Recipes (Click here to original reference)

Preparation and Cook Time
  • Prep time: 180 min
  • Serves: 4-6
  • Cook time: 30 min
  • Ready in: 2 hour 10 min

For the bread dough:
  • 200g flour (all-purpose)
  • 2 tsp instant yeast
  • 100ml lukewarm water
  • 1 tsp baking powder
  • 3 tbsp sugar
  • 2 tbsp cooking oil
Ingredients for Filling
  • Ingredients for filling (chicken)
  • About 2 cups ground chicken (use pork if preferred)
  • 2 teaspoons corriander seed
  • 8 cloves garlic
  • 1/2 teaspoon Thai pepper powder
  • 1.5 cups chopped onion
  • 5 tablespoons fish sauce
  • 1/4 cup sugar
  • 1/4 cup vegetable oil


Fish filet steams perfectly in our stacked steamer, just fill the bottom layer with water and bring to a rolling boil, then steam the fish for 15 minutes. Remove any bones from your fish, and pound the cooked fish in amortar and pestle until it fluffs up. Set aside.

In a mortar and pestle pound the corriander seed, garlic and Thai pepper powder into a paste. Set aside. Pound the roasted peanuts in your mortar and pestle, and set aside. In your mortar and pestle, pound the fresh galangal until it becomes a paste. Set aside.

Heat vegetable oil in a pan at medium/high. Add shallot and saute until soft. Add the pepper powder/garlic/corriander seed mixture, and add pounded galangal. Fry until aromatic and golden. Add pounded fish. Break apart the meat constantly and mix well as it cooks. Season with Golden Mountain sauce and palm sugar. The taste should be mostly sweet, followed by salty. Reduce heat and continue to fry until it starts to dry. Add peanuts, spring onion and cilantro. Mix well. Remove from heat and set aside, let cool.


In a mortar and pestle pound the corriander seed, garlic and Thai pepper powder into a paste. Set aside.

Heat vegetable oil in a pan at medium/high. Add spice mixture (pepper powder/garlic/corriander seed) and fry until fragrant. Add chicken and stir-fry until done. Add onion, fish sauce and sugar. Continue frying until cooked through. Remove from heat and set aside, let cool.


Add 2 cups of warm water to coconut cream powder, stir until the powder is completely dissolved. Set aside.

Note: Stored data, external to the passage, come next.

PR #1218, opened 2016-02-02
Test run restrictions

zachmullen:
This exposes two new CMake options, `RUN_CORE_TESTS`, a boolean option that can disable the core tests, and the related `TEST_PLUGINS` variable, a list that declares which plugins should be tested, or left empty to test them all. This makes it easier to setup dashboards and CI for external plugins that make use of girder's test infrastructure.


zachmullen:
@cpatrick PTAL, I'd like to convert some of our external plugins to use this for their CI.

cpatrick:
LGTMWTIH

PR #1219, opened 2016-02-02
Rework CMake plugin detection logic

zachmullen:
The "continue()" command was not added until CMake v3.2, and we
want to support older versions at this time.

ping @cpatrick


zachmullen:
@cpatrick gave this a LGTM in meatspace.

PR #1221, opened 2016-02-03
Make coverage thresholds configurable

zachmullen:
External plugins can now set their own values.

ping @cpatrick


cpatrick:
LGTM, but maybe put a comment saying you don't recommend lowering your standards :dancers:.

PR #1328, opened 2016-04-29
API keys

### LINKED ISSUE #995: Consider user-facing explicit token management
@jcfr just brought up this issue -- it may be nice to allow users of programmatic clients to be able to create (auth) tokens explicitly, even controlling the duration, via a REST endpoint. This would ideally be able to be done *without* needing to provide your password, via either a new REST endpoint or via modification of the existing `GET user/authentication` route.

This could be achieved by allowing users to create an API key that could be a proxy for their password, much like we had in Midas. This could be exposed with a new kwarg in the python client, e.g.

```
client = GirderClient(...)
client.authenticate(apiKey='foo')
```

zachmullen:
fixes #995


zachmullen:
@girder/developers this is a large topic branch, and the testing effort is also going to be large, so before I write tests to assert this behavior, I'd like folks to take a look at this functionality and give the OK on the design and implementation. A good starting point would be to look at what I added to the user guide docs, since that's a pretty accurate description of the functionality.

ping @cryos @jcfr

clients/python/girder_client/cli.py
```diff
@@ -42,7 +43,11 @@ def __init__(self, username, password, dryrun, blacklist,
                               apiRoot=apiRoot, scheme=scheme, dryrun=dryrun,
                               blacklist=blacklist, apiUrl=apiUrl)
         interactive = password is None
-        self.authenticate(username, password, interactive=interactive)
+
```
jcfr: raise exception if `apiKey != None and (username != None or password!= None)` ?

zachmullen: Is it really an error though if someone passes multiple ways of authenticating?

clients/web/src/views/widgets/ApiKeyListWidget.js
```diff
@@ -0,0 +1,169 @@
+girder.TokenScopeFull = {
```
jcfr: Should token listed here be retrieved using an end point ?

zachmullen: Thinking about it more, I think that would be a better way to do it, so that plugins that want to add scopes only have to add stuff on the server side.

clients/python/girder_client/cli.py
jcfr: Or may be a warning to indicate which parameter are ignored ?

jcfr:
Awesome work @zachmullen  

This is inlined with what I was thinking. :smile: 

Are the js widget to manage token etc ... reusable outside of main girder ui ?

jcfr:
@zachmullen Thanks for the slick demo :8ball:

zachmullen:
> Are the js widget to manage token etc ... reusable outside of main girder ui ?

Yes, and this is generally true of any of Girder's widgets.

zachmullen:
The tests are written, this is now ready for final review.

zachmullen:
Any comments on this topic?

girder/constants.py
```diff
@@ -200,7 +200,76 @@ class TokenScope:
...
+    'view the value of any system setting.', admin=True)
+TokenScope.describeScope(
+    TokenScope.ASSETSTORES_READ, 'View assetstores', 'Allows clients to see '
+    'all assetstore information.', admin=True)
+TokenScope.describeScope(
+    TokenScope.PARTIAL_UPLOAD_READ, 'View unfinished uploads.',
+    'Allows clients to see all partial uploads.', admin=True)
+TokenScope.describeScope(
+    TokenScope.PARTIAL_UPLOAD_CLEAN, 'Remove unfinished uploads.',
+    'Allows clients to remove unfinished uploads.', admin=True)
```
jeffbaumes: It seems that `admin=True` here can be confused with the naming `TokenScope.DATA_ADMIN`, and in general the admin term should be reserved for administrator-account things. I wonder if you should call the token something like `TokenScope.DATA_FULL_ACCESS` so that developers and users aren't confused seeing the word "administration" on something that does not require an administrative account.

jeffbaumes:
Is there a way for the checkbox text to look disabled (gray) when "Allow all" is selected? Currently there is only a slight shift and visually it looks like you can click the checkboxes anytime.

screen shot 2016-05-12 at 8 10 47 am

jeffbaumes:
Other than my naming and UI suggestions, everything seems to be working very well. I created, edited, disabled, enabled, deleted a key and girder_cli worked correctly in all cases. Great work.

zachmullen:
I made the disabled checkboxes more conspicuous and changed the name to DATA_OWN. These scopes are actually flat rather than hierarchical like the access levels, so you can theoretically give DATA_WRITE scope without granting DATA_READ scope, which is actually a feature, for instance if you want a third party CI service to be able to upload CI artifacts to girder, but not necessarily be able to read all the data you can access.

jeffbaumes:
LGTM! I agree that flat scopes are best, and that `DATA_FULL_ACCESS` was not the right term.

PR #1331, opened 2016-05-03
Resolves bug by explicitly defining argspect type

kotfic:
https://github.com/ansible/ansible/commit/627658 introduces explicity
defaulting module paramaters to strings.  This means we need to be
explicity about the type each function expects.  In this case default to
'dict' and only switch to list if vararg is present (e.g. like in
plugins()).

This is backward compatible but should future proof us against when 627658 is released.


zachmullen:
LGTM

PR #1333, opened 2016-05-06
Fix showing 'OFF' on disabled plugins.

manthey:
Rather than hide the word 'OFF', fix the CSS.


clients/web/src/views/body/PluginsView.js
```diff
@@ -57,7 +57,7 @@ girder.views.PluginsView = girder.View.extend({
 
         var view = this;
         this.$('.g-plugin-switch').bootstrapSwitch({
-            offText: '&nbsp;'
+            offText: 'OFF'
```
zachmullen: I think this is the default, so you can probably remove the line altogether.

zachmullen:
LGTM

PR #1334, opened 2016-05-06
Add apiUrl, patch and apiKey support to girder ansible module

kotfic:


zachmullen:
We may want to wait and batch in one more change on this topic, #1328 adds the API key authentication option to the client that we will definitely want to support in the ansible module.

kotfic:
@zachmullen should be a minor change,  i'm happy to wait on this until https://github.com/girder/girder/pull/1328 is merged

zachmullen:
The other branch is now merged, so we can add API key authentication on this topic.

kotfic:
@zachmullen PTAL,  

Note:  the big line +/- line count is because this also removes gobig roles in favor of the girder-ansible-role for provisioning the test VM via ansible-galaxy

zachmullen:
LGTM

In large bowl mix rice flour, tapioca, and arrowroot. Then add coconut/water little by little while kneading with your hands. Add vegetable oil and knead the mixture until smooth with no lumps. Pour the mixture through a wire mesh strainer, then add to a pan. Place the pan over medium-low heat, and stir until it turns into a dough, about 5 minutes. Transfer the dough into a large floured mixing bowl. Allow to cool for a few minutes. With a little bit of flour on your hands, knead the dough until sticky and smooth.

Next, dampen a cheese cloth by placing it under running water, and wringing out the water. Place the damp cloth over the batter to prevent it from drying out.

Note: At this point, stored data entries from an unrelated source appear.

PR #1340, opened 2016-05-12
Add license field to Item

### LINKED ISSUE #1320: Add dedicated metadata field for license
It could be nice to support a dedicated metadata field for an item's license. The field could be set at the time of upload/creation, potentially selected from a list of standard open source licenses.

msmolens:
Items gain a 'license' field.

In the web client, users can select a license from a dropdown when uploading an item, creating an item, or editing an item.

The list of licenses is a site-wide setting. The default licenses include the some of the "popular" open source licenses listed on https://opensource.org/licenses/category, the Creative Commons licenses listed on http://creativecommons.org/licenses/, as well as CC0, Public Domain, and All Rights Reserved.

Fixes #1320

### DIFF
--- a/clients/web/src/models/ItemModel.js
+++ b/clients/web/src/models/ItemModel.js
@@ -39,6 +39,19 @@ girder.models.ItemModel = girder.Model.extend({
         }, this)).error(_.bind(function (err) {
             this.trigger('g:error', err);
         }, this));
+    },
+
+    /**
+     * Get the list of licenses.
+     */
+    getLicenses: function (callback) {
+        girder.restRequest({
+            path: this.resourceName + '/licenses'
+        }).done(_.bind(function (resp) {
+            callback(resp);
+        }, this)).error(_.bind(function (err) {
+            this.trigger('g:error', err);
+        }, this));
     }
 });
 
--- a/clients/web/src/stylesheets/body/systemConfig.styl
+++ b/clients/web/src/stylesheets/body/systemConfig.styl
@@ -6,6 +6,11 @@
   margin-bottom 3px
   height 120px
 
+#g-core-licenses
+  font-family monospace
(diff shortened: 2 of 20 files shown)


zachmullen:
This is great. I know at some point somebody is going to ask for the feature of recursively setting a license, but that's something we can add later on.

Could you merge latest master into this so it will merge cleanly?

zachmullen:
@girder/developers PTAL as this is a widely useful feature. I've reviewed the code and functionality and I approve of it, but I'd like others to weigh in also.

cpatrick:
I like this and it's a great feature. The code looks good.

That said, I vote this be a built-in plugin rather than a core feature. A lot of use cases don't care about data licensing.

zachmullen:
> A lot of use cases don't care about data licensing.

That's a good point. If we don't want to go to the trouble of refactoring all this into a plugin, I'd be fine with the compromise of a system setting checkbox to enable or disable their visibility.

jeffbaumes:
> I'd be fine with the compromise of a system setting checkbox to enable or disable their visibility.

Seems an ok strategy to me. Should be defaulted to off to have the UI uncluttered by default.

brianhelba:
@msmolens How much additional work would it be to refactor this into a plugin, as opposed to all the updates you'll have to make anyway so that all the logic checks the setting value?

I feel bad, because I was the one who asked for this feature to be in core, but after looking at the code, I agree with @cpatrick that this would objectively be better as a plugin.

msmolens:
@brianhelba I agree this would be better as a plugin. If the system fully supports integrating these types of changes into the core web client, I don't expect the conversion would take long.

msmolens:
Superseded by https://github.com/girder/girder/pull/1347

Now start making the dumplings. Shape the batter into 1 inch diameter balls, then flatten out in to a circle, the edge should be thin. Place 1-2 teaspoons of filling in the center, fold over half and pinch the edge to seal it.

Brush oil on each layer of your of stacked steamer, then place the finished dumplings on the steamer, spacing well apart to prevent them sticking to each other. Make sure dumplings not cover all the holes. Sprinkle your dumpling with a little water to prevent the batter from breaking apart. Cover and steam over boiling water for about 10 minutes.

Transfer to serving plates topped with fried garlic. Eat with fresh vegetables such as lettuce, cilantro andfresh Thai chile peppers.